Firebase / FCM setup

The FCM doorbell has two sides, each with its own credential:

  • The server sends wake messages → it needs a service-account key (secret).
  • The agent receives them → it needs google-services.json (not secret) + the google-services Gradle plugin.

Both are optional for basic development: with neither configured, the server logs FCM doorbell: NOT configured, ring() is a no-op, and agents simply sync over HTTP on their normal schedule. You only need this to get push wake-ups.

Server: the service-account key

Doorbell (Doorbell.kt) resolves a credential in this order:

  1. Application Default Credentials — the GOOGLE_APPLICATION_CREDENTIALS environment variable (or a GCP runtime). This is the recommended path.
  2. A local key file, by trying these relative paths in turn:
    • firebase-service-account.json
    • server/firebase-service-account.json
    • ../server/firebase-service-account.json

    Multiple candidates exist because the working directory depends on the launcher: :server:run runs from the server/ module directory, while java -jar runs from wherever you invoke it.

Generate the key

Firebase console → Project settings → Service accounts → Generate new private key. Save the JSON as server/firebase-service-account.json, or point GOOGLE_APPLICATION_CREDENTIALS at it.

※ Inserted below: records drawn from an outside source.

PR #146, opened 2018-10-05
add qkchash

qizhou:
The draft code for qkchash.

### DIFF
--- a/qkchash/make.sh
+++ b/qkchash/make.sh
@@ -1,0 +1,1 @@
+g++ qkchash.cpp -std=gnu++17 -O3
--- a/qkchash/qkchash.cpp
+++ b/qkchash/qkchash.cpp
@@ -1,0 +1,149 @@
+#include <cstdint>
+#include <climits>
+
+#include <array>
+#include <chrono>
+#include <iostream>
+#include <random>
+#include <set>
+
+#include <ext/pb_ds/assoc_container.hpp>
+#include <ext/pb_ds/tree_policy.hpp>
+
+using namespace std;
+using namespace __gnu_pbds;
+
+typedef
+tree<
+    uint64_t,
+    null_type,
+    less<uint64_t>,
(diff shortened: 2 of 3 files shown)


ninjaahhh:
does the verification require having the whole datablock? in ethash, `datablock[p]` can be calculated on the fly using the small 16MB cache instead of 1GB dataset, so verification only has a small memory footprint; in qkc hash, seems even verification will also need the whole large dataset?

qcdll:
it looks the "cache" (oset) used by qkchash is only 1024*64
https://github.com/QuarkChain/pyquarkchain/pull/146/files#diff-dab3d2d99cf439d1b6a9dd24f9e4de0bR32
this is much smaller than the dataset used by ethash so mem footprint is tiny

but this raises questions: shall we make it larger? is there going to be ASIC that is very efficient in dealing with 64K ordered numbers?

qizhou:
Good questions.  There are a couple of thoughts:
1, Since every hash calculation will modify datablock, this means if there are multiple hashes are calculated concurrently, the memory requirement will be N * len(datablock) where N is # of concurrent hashes.  If the full dataset is 1GB, then we need N * 1GB (which should be still fine to miner), and the node requires to have extra 1GB to verify.

2, However, using 1GB datablock, then the algorithm is essentially close to ethash with additional memory write operations.

3, My key goal here is that even with a small datablock (e.g., 64 * 1024 * 8, or even smaller), the performance gain of ASIC over CPU should be limited because such pipeline is difficult to be implemented.  Especially, I want the datablock to be smaller enough to be fit into the cache of CPU, i.e., we want to compare:
- CPU + Cache performance
- ASIC (+ memory if the data could be fitted into registers)

The implementation of FPGA suggests that insert/deletion operations are not friendly to pipeline, however, not sure the latest ASIC implementation could improve that.  I am asking some hardware people to further confirm.

PR #150, opened 2018-10-10
Limit the number of minor blocks in root block

qcgg:
#78


qcdll:
i thought this was done a while ago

Never commit this file. It’s a private key. .gitignore already excludes **/firebase-service-account.json and *-service-account.json. Don’t paste its contents anywhere, including into docs or issues.

Verify

Start the server and look for the boot log:

FCM doorbell: ready — policy changes will wake devices via push.

If you instead see NOT configured, the credential wasn’t found (or failed to initialize — any failure degrades to no-op by design, so the server never 500s on the doorbell).

Agent: google-services.json + the plugin

The agent needs Firebase client config:

  • agent/google-services.json — downloaded from the Firebase console for the agent’s application id (com.arganaemre.mdmcore). It’s not secret and is committed (unlike the service-account key). The google-services plugin processes it at build time into Firebase config resources.
  • Gradle wiring in agent/build.gradle.kts: the com.google.gms.google-services plugin, the Firebase BoM (which pins versions), and firebase-messaging (unversioned — the BoM controls it). Versions: development.md.

If google-services.json is missing, the agent build fails — the plugin requires it.

Emulator requirements

Live FCM needs Google Play services, which means an emulator created from a “Google APIs” system image (not a bare AOSP image).

This dovetails neatly with Device Owner: set-device-owner requires a device with no account added — and a Google APIs image with no account signed in satisfies both requirements at once. So: a fresh Google APIs emulator, no account, is the sweet spot for end-to-end testing.

Quick checklist

  • agent/google-services.json present (agent builds).
  • Service-account key at server/firebase-service-account.json or GOOGLE_APPLICATION_CREDENTIALS set (server logs FCM doorbell: ready).
  • Emulator from a Google APIs image, no account signed in.
  • Device Owner set (see agent.md).

Without the first two, everything still works — just without push. See troubleshooting.md when the doorbell rings but nothing happens.